IEA: 2020 global gas demand to post largest drop on record

Oct. 12, 2020
Global natural gas demand is forecast to fall 3% year-on-year or about 120 bcm in 2020, according to the International Energy Agency (IEA)’s new report, Global Gas Security Review 2020.

Global natural gas demand is forecast to fall 3% year-on-year (y-o-y) or about 120 bcm in 2020, according to the International Energy Agency (IEA)’s new report, Global Gas Security Review 2020. The decline in demand has been revised from IEA’s previous June forecast, which was projecting a 4% fall for this year. Despite the revision, 2020 is still assumed to experience the largest recorded drop in global natural gas demand.

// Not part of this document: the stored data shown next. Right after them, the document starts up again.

PR #352, opened 2026-08-10
Token-only auth by default, with opt-in interactive_login()

ggprior:
The default path no longer contains "magic" to prompt for tokens. Instead we explicitly require a user to pass a token.

Error message clearly describes what to do---

Screenshot 2026-08-20 at 15 30 18

Interactive Login is behind `tabpfn_client.interactive_login() only` --

Screenshot 2026-08-20 at 15 32 05


ggprior:
## Follow-up: interactive signup flow

Feedback on the signup steps (role list, redundant steps, email opt-in wording) is tracked separately in **[OPC-26 — Rework interactive signup flow in tabpfn-client](https://linear.app/priorlabs/issue/OPC-26/rework-interactive-signup-flow-in-tabpfn-client)**.

It is deliberately out of scope for this PR, which is about *where* authentication happens, not what the signup form asks. OPC-26 carries three open questions that need answers before anyone implements — notably whether a CLI-native signup should exist at all now that registration happens in the browser.

src/tabpfn_client/interactive_auth.py
```diff
@@ -0,0 +1,388 @@
...
+    sys.stdout.write(prompt)
+    sys.stdout.flush()
+
+    waited = 0.0
+    while not auth_event.is_set():
+        if waited >= timeout:
+            sys.stdout.write("\nTimed out waiting for login.\n")
+            sys.stdout.flush()
+            return None
+        ready, _, _ = select.select([sys.stdin], [], [], 0.5)
```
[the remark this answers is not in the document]
safaricd: @ggprior should we address this Windows incompatibility issue?

src/tabpfn_client/constants.py
```diff
@@ -6,7 +6,9 @@
 CACHE_DIR = Path(__file__).parent.resolve() / ".tabpfn"
 
 URL_TABPFN_CLIENT_GITHUB_ISSUES = "https://github.com/priorlabs/tabpfn-client/issues"
+URL_PRIOR_LABS_API_KEYS = "https://ux.priorlabs.ai/account/api-keys"
```
safaricd, line 9: Can we have this configurable via env vars with https://ux.priorlabs.ai/account/api-keys as the default? The reason this would be convenient to have is using the client on the staging environment.

src/tabpfn_client/prompt_agent.py
```diff
@@ -5,24 +5,41 @@
...
     status,
+    success,
+    warn,
     print_logo,
 )
 
+# The registration link the server expects; kept from the original flow.
+VALIDATION_LINK = "tabpfn-2023"
+
+ROLES = [
```
safaricd, line 31: Out of scope for this PR, but would be nice to have these retrieved from the API instead of statically declared in-code to avoid future drift.

src/tabpfn_client/service_wrapper.py
```diff
@@ -87,32 +111,43 @@ def set_token_by_registration(
...
-        if ServiceClient.get_access_token() is None:
-            if get_opts().TABPFN_TOKEN:
-                access_token = get_opts().TABPFN_TOKEN
-            else:
-                if not cls.CACHED_TOKEN_FILE.exists():
-                    return False, None
-                access_token = cls.CACHED_TOKEN_FILE.read_text()
-        else:
-            access_token = ServiceClient.get_access_token()
+        access_token = cls.resolve_token()
```
safaricd: Here's one edge case I got locally:
1. Clean install `tabpfn_client`
2. Run `from tabpfn_client import interactive_login` and `interactive_login()`
3. Run a classifier or regressor, success ✅ 
4. Set `os.environ["TABPFN_TOKEN"] = "bogus"` to an invalid token
5. Run `TabPFNClassifier.fit` -> `init` -> `try_reuse_existing_token`
6. `_reset_token()` calls `CACHED_TOKEN_FILE.unlink(missing_ok=True)` and deletes the good cached token. 
7. Unset the env var, retried - cache is gone, must run `interactive_login()` again.

Not critical, but a path worth considering.

src/tabpfn_client/interactive_auth.py
```diff
@@ -0,0 +1,388 @@
...
+                    stays available throughout.
+    :returns: The access token.
+    :raises InteractiveLoginError: If no terminal is available, the flow was
+                                   aborted, or the resulting token was rejected.
+    """
+    if not force_relogin:
+        from tabpfn_client.service_wrapper import UserAuthenticationClient
+
+        existing = UserAuthenticationClient.resolve_token()
+        if existing is not None and ServiceClient.is_auth_token_outdated(existing):
```
safaricd: `ServiceClient.is_auth_token_outdated` runs a HTTP GEt with no `try/except` around the `httpx` call. If our API/server is unreachable from the local network, we display the `httpx.ConnectError` traceback instead of falling back to the auth flow.

src/tabpfn_client/interactive_auth.py
```diff
@@ -0,0 +1,388 @@
...
+                f"{body}</body></html>"
+            )
+            self.wfile.write(html.encode())
+            if received_token[0] is not None:
+                auth_event.set()
+
+        def log_message(self, format: str, *args: object) -> None:
+            pass  # silence request logs
+
+    httpd = socketserver.TCPServer(("", 0), _CallbackHandler)
```
safaricd: This automatically binds to `0.0.0.0` which may not be secure, consider switching to `127.0.0.1`

src/tabpfn_client/interactive_auth.py
```diff
@@ -0,0 +1,388 @@
...
+
+    callback_url = f"http://localhost:{port}"
+    login_url = f"{gui_url}/login?callback={callback_url}"
+
+    server_thread = threading.Thread(
+        target=_serve_until_event, args=(httpd, auth_event), daemon=True
+    )
+    server_thread.start()
+
+    webbrowser.open(login_url)
```
safaricd: Shouldn't we check here for the return value of `webbrowser.open`? In case opening a browser failed, the user has to wait for 10 minutes before acknowledging the error.

src/tabpfn_client/constants.py
ggprior: can do but note this only controls the log message, client staging controls are untouched here

safaricd: In that case, let's leave it as is - thanks for the heads up

src/tabpfn_client/interactive_auth.py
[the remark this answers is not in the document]
ggprior: fixed

src/tabpfn_client/interactive_auth.py
```diff
@@ -0,0 +1,388 @@
...
+            )
+            return existing
+
+    if not _stdin_is_interactive():
+        raise InteractiveLoginError(
+            "interactive_login() needs an interactive terminal.\n"
+            f"Generate a token at {URL_PRIOR_LABS_API_KEYS} and either\n"
+            "  - set it as the TABPFN_TOKEN environment variable, or\n"
+            "  - pass it to tabpfn_client.set_access_token('<your-token>')."
+        )
```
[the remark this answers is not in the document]
ggprior: fixed

src/tabpfn_client/service_wrapper.py
ggprior: fixed now

src/tabpfn_client/interactive_auth.py
ggprior: wrapped

src/tabpfn_client/interactive_auth.py
ggprior: checking now, but note that the paste prompt is done concurrently with webbrowser.open (like say login to Claude) so that concern shouldn't hold -- still fixed and adding explicit check

safaricd (approved):
LGTM, thanks for applying the changes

Most declines in gas consumption have been observed in mature markets across Europe, Eurasia, North America, and Asia. Taken together these markets account for over 80% of the expected drop in global natural gas demand for 2020.

Natural gas demand is forecast to increase by 3% y-o-y in 2021 or about 130 bcm. The resurgence of COVID-19 cases and the prospect of a prolonged pandemic brings further uncertainty to the pace of recovery in 2021, which has led to a downward adjustment from the previous report.

The recovery of global gas demand in 2021 is likely to be supported by fast-growing markets in Asia, Africa, and the Middle East. More mature markets should see gradual recovery, and some may not reach their 2019 level in 2021.

Supply flexibility

With an unprecedented fall in global gas demand in the first half of the year, the whole natural gas value chain has had to provide flexibility to adjust supply, including production shut-ins, contractual flexibility mechanisms to reduce LNG and pipeline gas volumes or optimizing storage utilization onshore as well as at sea.

Although pipeline gas exporters bore the brunt of the supply-side adjustment to the demand drop caused by COVID-19, the majority of LNG exporting countries also experienced varying degrees of supply curtailment over first-half 2020. The US accounted for the biggest share of the downward adjustment in global LNG supply, underscoring the outsized role of US LNG in market balancing at a time of a historic oversupply.

According to IEA, without the flexibility of global LNG supply, the adjustment to the 2020 demand shock would have been less orderly and could potentially have had a damaging effect on the commercial and contractual structures underpinning global gas trade.

LNG contracting

After a wave of strong contracting activity culminating in 2018 with 95 bcm signed, LNG contracting slowed down in 2019 with a total volume of 74 bcm. Activity collapsed in 2020 with only 35 bcm signed to date - with no further contracting activity, this would mark a y-o-y decrease of over 50%.

Although COVID-19 is contributing to a historic demand shock, a well-supplied market since 2019 is a larger driving factor behind this decreased activity, IEA said. From 2015-2019, the share of total contracts with fixed destination clauses decreased as new flexible-destination volumes entered the market. By contrast, despite the decline in total volumes, fixed-destination contracts have grown to date in 2020.

About 190 bcm of legacy contracts are due to expire in the next 5 years, accounting for about one-third of current active volumes. Over the same period global liquefaction capacity is to increase by 20% from projects currently under development. These two factors will strongly impact the structure of LNG supply, and create new opportunities for buyers and challenges for marketers in a context of demand uncertainty.